For non-timing-critical FPGA designs, use BRAM’s instead of driving a flip-flop array, to connect directly to receiving flip-flops from another clock domain. To avoid glitch during data transfer, output of BRAM should remain stable during enable signal assertion (also sufficient margin for setup and hold).
Built-in FIFO generators such as LogicCORE IP FIFO Generator from Xilinx can be used to implement safe FIFO-based data synchronizers for FPGA. The generated FIFO should be configured with independent clocks for read and write operations. For custom-built FIFOs, it is important to check that read and write pointers crossing clock-domains are properly encoded, with only one bit changing a time (just like Greycode) and validated by assertion.
CDC Sign-off — Achieving CDC sign-off in today’s FPGA designs is as crucial as functional correctness and timing closure.
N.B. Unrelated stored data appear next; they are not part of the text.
Issue #2315, opened 2021-03-10
Cluster settings page sometimes requires multiple clicks to close


jim-docker:
Cluster settings page sometimes requires multiple clicks to close. It hasn't been reproduced in master but occurs for https://github.com/lensapp/lens/pull/2065 and https://github.com/lensapp/lens/pull/2047. May be related to using a pop-up `Menu` element for accessing the cluster settings page. The page may be getting added multiple times to the navigation history according to @Nachasic 

See the issue here:
https://github.com/lensapp/lens/pull/2065#pullrequestreview-592379673

Nokel81:
This has to do with some odd behaviour around `navigation`. I don't know exactly what is causing it but from adding some inspection it is easy to observe that this behaviour only occurs when more than one cluster iframe is active.

Namely, adding the following code to `src/renderer/navigation/history.ts` can help observe what is going on.

```ts
navigation.listen((location, action) => {
  const clusterId = getHostedClusterId();
  const frame = clusterId ?? "root";

  logger.debug(`[NAVIGATION]: ${action}`, { location, frame });
});
```

jim-docker:
fixed by #2330

PR #2321, opened 2021-03-11
add debug prints for actions against the navigation object

Nokel81:

Will help debug things like #2315 in the future.

### DIFF
--- a/src/renderer/navigation/history.ts
+++ b/src/renderer/navigation/history.ts
@@ -1,6 +1,15 @@
 import { ipcRenderer } from "electron";
 import { createBrowserHistory, createMemoryHistory } from "history";
 import { createObservableHistory } from "mobx-observable-history";
+import { getHostedClusterId } from "../../common/cluster-store";
+import logger from "../../main/logger";
 
 export const history = ipcRenderer ? createBrowserHistory() : createMemoryHistory();
 export const navigation = createObservableHistory(history);
+
+navigation.listen((location, action) => {
+  const clusterId = getHostedClusterId();
+  const frame = clusterId ?? "root";
+
+  logger.debug(`[NAVIGATION]: ${action}`, { location, frame });
+});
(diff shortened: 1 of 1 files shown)


src/renderer/navigation/history.ts
```diff
@@ -1,6 +1,15 @@
 import { ipcRenderer } from "electron";
 import { createBrowserHistory, createMemoryHistory } from "history";
 import { createObservableHistory } from "mobx-observable-history";
+import { getHostedClusterId } from "../../common/cluster-store";
+import logger from "../../main/logger";
```
jim-docker, line 4: unrelated, but shouldn't `logger` be in `src/common`?

jim-docker (dismissed):

src/renderer/navigation/history.ts
Nokel81: Yes it probably should be. I too have thought about that. Lets see about doing that for 4.3

src/renderer/navigation/history.ts
```diff
@@ -1,6 +1,15 @@
...
 
 export const history = ipcRenderer ? createBrowserHistory() : createMemoryHistory();
 export const navigation = createObservableHistory(history);
+
+navigation.listen((location, action) => {
+  const clusterId = getHostedClusterId();
+  const frame = clusterId ?? "root";
+
+  logger.debug(`[NAVIGATION]: ${action}`, { location, frame });
+});
```
ixrock: Do we really need to know `clusterId` in debug info?
Otherwise I would rather to use `location.href` which is more informative (and contains cluster-id) and no need in importing `cluster-store.ts`

```suggestion
navigation.listen((location, action) => {
  const isClusterView = !process.isMainFrame;

  logger.debug(`[NAVIGATION]: ${action}`, { domain: location.href, location, isClusterView });
});
```

Nokel81: I found parsing that object harder to read but sure we can have this instead.

jim-docker (approved):

ixrock (approved):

The existing dominating CDC verification methods/tools designated for the ASIC flow need to be retargeted to be efficient in the context of FPGA. The ALDEC_CDC rule plug-in turns ALINT-PRO into a full-scale CDC and RDC Verification solution capable of complex clock and reset domain crossings analysis and handling of metastability issues in multi-clock and multi-reset designs. The verification strategy in ALINT-PRO is comprised of static structural verification, design constraints setup, and dynamic functional verification. The first two steps are executed in ALINT-PRO, while dynamic checks are implemented via integration with simulators (Riviera-PRO™ , Active-HDL™, and ModelSim® are supported) based on the automatically generated testbench. This approach reveals potential metastability problems during RTL simulation, which otherwise would require lab tests to be detected. Debugging CDC and RDC issues is being achieved via rich schematic and cross-probing mechanisms, as well as comprehensive reports and TCL-based API, which allows browsing through synthesis results, clocks and resets structures, detected clock and reset domain crossings, and identified synchronizers.